» **Problem details**
Read through the lines below for the string "example" and copy each one that has it.

***** Input material

PR #3712, opened 2023-05-21
Show Application Violations in WeaveGitOps OSS

### LINKED ISSUE #3704: Show Application Violations in WeaveGitOps OSS
As a user using Weave Policy Agent, I need to see the policy violations in my application. 

#### Application Criteria 
* We need to replicate the violations tab in the application view in the Enterprise product.

waleedhammam:
Closes #3704

**What changed?**

- Added APIs for list application violation
- Added `Violations` tab to automationDetails page
- Created `ViolationDetails` page

**Why was this change made?**

- As a request to Show Application Violations in WeaveGitOps OSS

- By porting the feature from WGE and making the proper fixes & enhancements 
- Method `ListObjects` couldn't work as we rely on events to lists policies violations

- Manual Testing
- [UI] added unit tests

https://github.com/weaveworks/weave-gitops/assets/4614360/cb7312b8-530e-4831-acac-b94a7b367b2d

**Release notes**

**Documentation Changes**


ui/components/Policies/Utilis/PolicyUtilis.tsx
```diff
@@ -0,0 +1,50 @@
...
+  );
+};
+
+export const ParameterWrapper = styled(Flex)`
+  border: 1px solid ${(props) => props.theme.colors.neutral20};
+  box-sizing: border-box;
+  border-radius: ${(props) => props.theme.spacing.xxs};
+  padding: ${(props) => props.theme.spacing.base};
+  width: 100%;
+`;
```
joshri, line 45: I'd prefer to have these Parameter components in `Parameters` rather than here unless you anticipate them being used elsewhere - not a blocker though. I'd also go with the pattern of shortening utilities to "utils" rather than "utilis"

ui/components/Policies/Utilis/PolicyUtilis.tsx
```diff
@@ -0,0 +1,50 @@
...
+
+export const ChipWrap = styled(Chip)`
+  color: ${(props) => props.theme.colors.black} !important;
```
joshri, line 48: I'd prefer to use the use the MUI class instead of `!important` for overrides - this also seems similar to what we did for Labels in the Metadata component. Let's use that here if it works.

api/core/core.proto
```diff
@@ -183,6 +202,62 @@ message GetInventoryResponse {
...
+    string created_at = 6;
+    string entity=7;
+    string namespace=8;
+    string violating_entity=9;
+    string description=10;
+    string how_to_solve=11;
+    string name=12;
+    string clusterName = 13;
+    repeated PolicyValidationOccurrence occurrences = 14;
+    string policy_id = 15;
```
jpellizzari, line 220: Mixing camel-case with snake case here. Can we use camel-case for proto fields?

ui/components/YamlView.tsx
```diff
@@ -53,18 +60,19 @@ function UnstyledYamlView({ yaml, object, className, theme }: YamlViewProps) {
...
             className="yaml-copy"
             size="small"
           />
-        )}
-      </YamlHeader>
+        </YamlHeader>
+      )}
+
       <SyntaxHighlighter
-        language="yaml"
```
joshri, line 67: These changes in YamlView don't seem to be used elsewhere? Are they necessary?

api/core/core.proto
```diff
@@ -183,6 +202,62 @@ message GetInventoryResponse {
     repeated InventoryEntry entries = 1;
 }
 
+message PolicyValidation{
```
jpellizzari, line 205: Nit: can we format these to aligned? In `vscode` you can use the `Align` command to get them all to line up.

joshri (commented):
Can you add a link to the design for this new page, and some steps to add objects to test locally?

core/server/policy_violations.go
```diff
@@ -0,0 +1,263 @@
...
+	opts := []sigsClient.ListOption{}
+	if m.Pagination != nil {
+		opts = append(opts, sigsClient.Limit(m.Pagination.PageSize))
+		opts = append(opts, sigsClient.Continue(m.Pagination.PageToken))
+	}
+	opts = append(opts, &sigsClient.ListOptions{
+		LabelSelector: labelSelector,
+		FieldSelector: fieldSelector,
+	})
+	opts = append(opts, sigsClient.InNamespace(v1.NamespaceAll))
```
jpellizzari, line 71: Do we want to query all namespaces here? It looks like the `msg` has a `.Namespace` field.

core/server/policy_violations.go
```diff
@@ -0,0 +1,263 @@
...
+		return nil, fmt.Errorf("error building selector for events query: %v", err)
+	}
+	opts := []sigsClient.ListOption{}
+
+	fields := k8sFields.OneTermEqualSelector("type", "Warning")
+	opts = append(opts, &sigsClient.ListOptions{
+		LabelSelector: selector,
+		FieldSelector: fields,
+	})
+	opts = append(opts, sigsClient.InNamespace(v1.NamespaceAll))
```
jpellizzari, line 107: Same as above regarding `NamespaceAll`

core/server/policy_violations.go
```diff
@@ -0,0 +1,263 @@
...
+		return nil, fmt.Errorf("error getting events: %v", err)
+	}
+	if len(validationsList.Errors) > 0 {
+		return nil, fmt.Errorf("error getting events: %s", validationsList.Errors[0].Message)
+	}
+	if len(validationsList.Validations) == 0 {
+		return nil, fmt.Errorf("no policy violation found with id %s and cluster: %s", m.ViolationId, m.ClusterName)
+	}
+	return &pb.GetPolicyValidationResponse{
+		Violation: validationsList.Validations[0],
```
jpellizzari, line 120: This is a little confusing. We only care about the first validation?

core/server/policy_violations.go
```diff
@@ -0,0 +1,263 @@
...
+
+	var validations []*pb.PolicyValidation
+	for listClusterName, lists := range clist.Lists() {
+		if clusterName != "" && listClusterName != clusterName {
+			continue
+		}
+		for _, l := range lists {
+			list, ok := l.(*v1.EventList)
+			if !ok {
+				continue
```
jpellizzari, line 149: Should we log or return an error here?

core/server/policy_violations.go
```diff
@@ -0,0 +1,263 @@
...
+func getAnnotation(annotations map[string]string, key string) string {
+	value, ok := annotations[key]
+	if !ok {
+		return ""
+	}
+	return value
+}
+
+func getPolicyValidationParam(raw []byte) ([]*pb.PolicyValidationParam, error) {
+	var paramsArr []map[string]interface{}
```
jpellizzari, line 212: Can this be described by a `struct` instead? I see that we have known fields below, which makes me thing we could do:

```go
type validationParam struct {
  Name string `json:"name"`
  ...
}
```

core/server/policy_violations.go
```diff
@@ -0,0 +1,263 @@
...
+		if err != nil {
+			return nil, err
+		}
+		param.Value = val
+		parameters = append(parameters, &param)
+	}
+	return parameters, nil
+}
+
+func getParamValue(in interface{}) (*any.Any, error) {
```
jpellizzari, line 240: Curious about this. Why are we doing these low-level type conversions?

ui/components/Policies/Utilis/HeaderRows.tsx
jpellizzari, line 1: Typo here?: `Utilis` -> `Utils`

ui/components/Policies/Utilis/Severity.tsx
```diff
@@ -0,0 +1,36 @@
+import React from "react";
+import Flex from "../../Flex";
+import Icon, { IconType } from "../../Icon";
+import Text from "../../Text";
+
+function Severity({ severity }: { severity: string }) {
+  return (
+    <Flex alignItems="center" gap="4" data-testid={severity}>
+      {(() => {
```
jpellizzari, line 9: Can this be lifted up? A `switch` inside escaped JSX seems unnecessarily complex. Maybe something like this:

```jsx
function Severity() {
        let icon;
        switch (severity.toLocaleLowerCase()) {
          case "low":
            icon = 
              <Icon
                type={IconType.CallReceived}
                color="primary20"
                size="base"
              />
                   ...
        }

    return (
      <Flex>{icon}</Flex>
   )


}
```

ui/components/Policies/Utilis/Parameters.tsx
```diff
@@ -0,0 +1,48 @@
+import React from "react";
+import { PolicyValidationParam } from "../../../lib/api/core/core.pb";
+import { ParameterCell, ParameterWrapper, parseValue } from "./PolicyUtilis";
+
+const Parameters = ({
```
jpellizzari, line 5: Withiin this PR, there are a couple different ways that components are being declared. Some via `const` and some via `function`.

Any thoughts on the tradeoffs and is it worth making them consistent?

ui/components/Link.tsx
```diff
@@ -82,4 +82,11 @@ function Link({
 
 export default styled(Link)`
   text-decoration: none;
+
+  &.ellipsis {
+    max-width: 300px;
```
jpellizzari, line 87: Why would it always be 300px? This seems like something we should just override with CSS where we need to.

ui/components/Policies/PolicyViolations/PolicyViolationDetails.tsx
```diff
@@ -0,0 +1,187 @@
...
+          onClick={() => setDetailModal({ object: entityObject })}
+        >
+          {entityObject.namespace}/{entityObject.name}
+        </Text>
+      ),
+    },
+  ];
+
+  return (
+    <Flex wide tall column gap="32">
```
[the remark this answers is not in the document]
TheGostKasper: It's perfect for the eye in that page :D

ui/components/AutomationDetail.tsx
```diff
@@ -179,6 +180,24 @@ function AutomationDetail({
...
+              application: name,
+              clusterName,
+              namespace,
+              kind: type,
+            }}
+            sourcePath="kustomization"
+          />
+        );
+      },
+      visible: !customTabs?.find((c) => c.name === "Violations"),
```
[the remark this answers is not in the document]
TheGostKasper: Because we want to prevent an dependencies for now as we won't use the same Violation component in the WGE so separate things is a good way to do so, and yes there will be a follow up PR to export and make use of it in WGE once it's ready. 

taking in consideration the validation check over the CanaryStatus depends on customTabs .

serboctor:
> Can you add a link to the design for this new page, and some steps to add objects to test locally?

@joshri you can follow [this](https://github.com/weaveworks/policy-agent/blob/open-source-policy-agent/docs/getting-started.md) guide to run the agent and add policies. There's also an example to generate violations. But in your case, you'll need to do it for a resource that belongs to an application to be able to see the violations under the applications page.

We didn't have a solid design :sweat_smile:, we are replicating a page that we already have in WGE.

ui/components/Breadcrumbs.tsx
```diff
@@ -25,21 +26,29 @@ export const Breadcrumbs = () => {
...
-            size="large"
-            color="neutral40"
-          />
-          <Link
-            to={formatURL(currentPage, parsed)}
-            textProps={{ size: "large", color: "neutral40" }}
-          >
-            {parsed.name}
-          </Link>
+          {label && (
```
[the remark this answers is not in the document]
TheGostKasper: Due to the navigation (breadcrumb) issue and it's all a static routes and only display the name from the queryParams as it's 
` Parent > child ` and there's no proper way to set the **Breadcrumb route** for this page as ` Application > (hr/kustomization) automation details > violation message ` beside it won't make any sense to display the violation details as `Application > violations` so that we went for displaying only the `name` and as there won't be a parent here then UI show a **>** before the name so that check was needed for better visualization .


I'm working on moving the breadcrumb to Page so that we can pass the routes easily for derived routes like the way we do in WGE

ui/components/Policies/PolicyViolations/PolicyViolationDetails.tsx
```diff
@@ -0,0 +1,187 @@
...
+      <HeaderRows headers={headers} />
```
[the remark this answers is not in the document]
TheGostKasper: The difference relies on 
```
interface Header {
  rowkey: string;
  value?: any;
  children?: any;
  visible?: boolean;
}
```

with much controlling on `HeaderRow` beside it's not globally used and is cover the needs here at Violations & Policies in the upcoming pr

ui/components/Policies/Utilis/PolicyUtilis.tsx
TheGostKasper: Yes, most of the Utilis and sharedComponent will be used in the other PR the @AsmaaNabilBakr is working on and it's kinda the same work as Listing Policies & policy details + (policy) Violations

ui/components/YamlView.tsx
TheGostKasper: This meant to be used in displaying the `violatingEntities` in Violation details and Policy code in PolicyDetails and currently we dropped `violatingEntities` and sowed as a modal .
beside this will give the ability to change it when we want .

ui/components/Breadcrumbs.tsx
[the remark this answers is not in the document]
joshri: Why not just leave the Breadcrumbs as they are? Isn't this just another tab on an automation?

ui/components/Policies/PolicyViolations/PolicyViolationDetails.tsx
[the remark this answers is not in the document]
joshri: I don't understand the difference - it just seems really complex for something we already have

ui/components/Policies/Utilis/Parameters.tsx
TheGostKasper: `Severity` is the only function and it's exported as default as there's no other fn in the file to export.

ui/components/Breadcrumbs.tsx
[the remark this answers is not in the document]
TheGostKasper: Yes because the violations is now a tab in the AutomationDetails for hr and kustomization so the breadcrumb should follow

`Applications > flux-system > Container Running As User in deployment helm-controller (1 occurrences) ` 

this not doable in current OSS as mentioned

ui/components/Policies/PolicyViolations/PolicyViolationDetails.tsx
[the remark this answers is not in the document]
TheGostKasper: The main difference is that when you create the listOf headers you set the the visible directly instead of doing the check and push/pop to a list also the display of the Flex not a table which is meant for this page

ui/components/Link.tsx
```diff
@@ -82,4 +82,11 @@ function Link({
...
+    white-space: nowrap;
+    overflow: hidden;
+    text-overflow: ellipsis;
+  }
```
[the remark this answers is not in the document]
TheGostKasper: It appears that we can't wrap a link in a tooltip so changing it to Text :

core/server/policy_violations.go
waleedhammam: Yeah indeed, the `Namespace` field is optional, we can filter by cluster scoped `PolicyId` or by `ClusterName` which will require to query on all namespaces

core/server/policy_violations.go
waleedhammam: Yeah indeed, Cause `Namespace` field is optional, we can filter by cluster scoped `PolicyId` or by `ClusterName` which will require to query on all namespaces

core/server/policy_violations.go
waleedhammam: The method purpose is to get the details of one violation, yet the method we query with `listEvents` (used in list&get)
returns a list, so we only need that one object

There also safety checks [here]( https://github.com/weaveworks/weave-gitops//blob/ff6ff54f6e376e916e8cb52390f93d22b6ee37d5/core/server/policy_violations.go#L113) if something went wrong and the query returned none or more than object we return some errors

core/server/policy_violations.go
waleedhammam: It's not an error here, we only care about a specific for of events we query on
logging that error can flood the logs and will make it hard to track the real errors (it can be log debug for skipping this object which doesn't meet the query critera)

core/server/policy_violations.go
waleedhammam: We already have `PolicyValidationParam` struct for the response but the `value` field could have different types depending on the policy (could be numeric or boolean or string) it's already implemented as `google.protobuf.Any` in the proto response

core/server/policy_violations.go
waleedhammam: that's actually because the `value` field could have different types depending on the policy, policy params could be different types as the code shows could be (string, numberic .. )

example params in policy `Containers Minimum Replica Count`

image

api/core/core.proto
waleedhammam: done

api/core/core.proto
waleedhammam: done

core/server/policy_violations.go
```diff
@@ -0,0 +1,267 @@
...
```
serboctor, line 244: I am not very fond of using `in` as an argument name, I would prefer something more descriptive. `in` gives me the feeling like it will be used in a channel or queue.

core/server/policy_violations.go
```diff
@@ -0,0 +1,267 @@
...
+
+type validationList struct {
+	Validations []*pb.PolicyValidation
+	Token       string
+	Errors      []*pb.ListError
+}
+
+func (cs *coreServer) ListPolicyValidations(ctx context.Context, m *pb.ListPolicyValidationsRequest) (*pb.ListPolicyValidationsResponse, error) {
+	var respErrors []*pb.ListError
+	clustersClient, err := cs.clustersManager.GetImpersonatedClient(ctx, auth.Principal(ctx))
```
serboctor, line 31: in the `ListObjects` they check on cluster name and accordingly use either `GetImpersonatedClientForCluster` or `GetImpersonatedClient`...do you know why it's being done like that there and is there a reason why you're not following the same approach?

core/server/policy_violations.go
```diff
@@ -0,0 +1,267 @@
...
+		if merr, ok := err.(*multierror.Error); ok {
+			for _, err := range merr.Errors {
+				if cerr, ok := err.(*clustersmngr.ClientError); ok {
+					respErrors = append(respErrors, &pb.ListError{ClusterName: cerr.ClusterName, Message: cerr.Error()})
+				}
+			}
+		}
+	}
+	labelSelector, err := k8sLabels.ValidatedSelectorFromSet(map[string]string{
+		"pac.weave.works/type": "Admission"})
```
serboctor, line 42: can we have the type as part of the request payload? that way to support Audit we wouldn't need to change the API again?

core/server/policy_violations.go
```diff
@@ -0,0 +1,267 @@
...
+	}
+	if len(validationsList.Validations) == 0 {
+		return nil, fmt.Errorf("no policy violation found with id %s and cluster: %s", m.ViolationId, m.ClusterName)
+	}
+	return &pb.GetPolicyValidationResponse{
+		Violation: validationsList.Validations[0],
+	}, nil
+}
+
+func (cs *coreServer) listEvents(ctx context.Context, clusterClient clustersmngr.Client, clusterName string, extraDetails bool, opts []sigsClient.ListOption) (*validationList, error) {
```
serboctor, line 128: this function eventually returns validation objects not events, I think the name should reflect that. Initially I thought it lists events, and the function that calls it does the mapping, which is what the name implied to me,

core/server/policy_violations.go
```diff
@@ -0,0 +1,267 @@
...
+	}
+
+	return &validationList{
+		Validations: validations,
+		Token:       clist.GetContinue(),
+		Errors:      respErrors,
+	}, nil
+}
+
+func toPolicyValidation(item v1.Event, clusterName string, extraDetails bool) (*pb.PolicyValidation, error) {
```
serboctor, line 172: How about we call it `eventToPolicyValidation` to make it more indicative?

serboctor (changes requested):

core/server/policy_violations.go
```diff
@@ -0,0 +1,267 @@
...
+}
+
+func (cs *coreServer) GetPolicyValidation(ctx context.Context, m *pb.GetPolicyValidationRequest) (*pb.GetPolicyValidationResponse, error) {
+	clusterClient, err := cs.clustersManager.GetImpersonatedClient(ctx, auth.Principal(ctx))
+	if err != nil {
+		return nil, fmt.Errorf("error getting impersonating client: %w", err)
+	}
+
+	selector, err := k8sLabels.ValidatedSelectorFromSet(map[string]string{
+		"pac.weave.works/type": "Admission",
```
serboctor, line 98: can we have this as part of the request payload so we can easily use the API for audit too

serboctor (changes requested):

api/core/core.swagger.json
```diff
@@ -19,7 +19,7 @@
   "paths": {
     "/v1/child_objects": {
       "post": {
-        "summary": "GetChildObjects returns the children of a given object, specified by a GroupVersionKind.\nNot all Kubernets objects have children. For example, a Deployment has a child ReplicaSet, but a Service has no child objects.",
+        "summary": "*\nGetChildObjects returns the children of a given object, specified by a GroupVersionKind.\nNot all Kubernets objects have children. For example, a Deployment has a child ReplicaSet, but a Service has no child objects.",
```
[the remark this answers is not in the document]
waleedhammam: I think it's version of `buf`, I'll check with Araby about the correct version we should use

core/server/policy_violations.go
waleedhammam: will follow the same approch

serboctor (approved):
BE LGTM

core/server/utils.go
```diff
@@ -18,3 +18,11 @@ func GetTenant(namespace, clusterName string, clusterUserNamespaces map[string][
 
 	return ""
 }
+
+func ExtractValueFromMap(mapName map[string]string, key string) string {
```
jpellizzari, line 22: This feels like a bit of an anti-pattern, although I don't know where it is used. This would hide a key not being defined, which is probably something that should be handled on a case by case basis.

jpellizzari (approved):

core/server/utils.go
waleedhammam: I've renamed it and added proper docstring for it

**********

» **Answer space**
@joshri you can follow [this](https://github.com/weaveworks/policy-agent/blob/open-source-policy-agent/docs/getting-started.md) guide to run the agent and add policies. There's also an example to generate violations. But in your case, you'll need to do it for a resource that belongs to an application to be able to see the violations under the applications page.
example params in policy `Containers Minimum Replica Count`
-        "summary": "GetChildObjects returns the children of a given object, specified by a GroupVersionKind.\nNot all Kubernets objects have children. For example, a Deployment has a child ReplicaSet, but a Service has no child objects.",
+        "summary": "*\nGetChildObjects returns the children of a given object, specified by a GroupVersionKind.\nNot all Kubernets objects have children. For example, a Deployment has a child ReplicaSet, but a Service has no child objects.",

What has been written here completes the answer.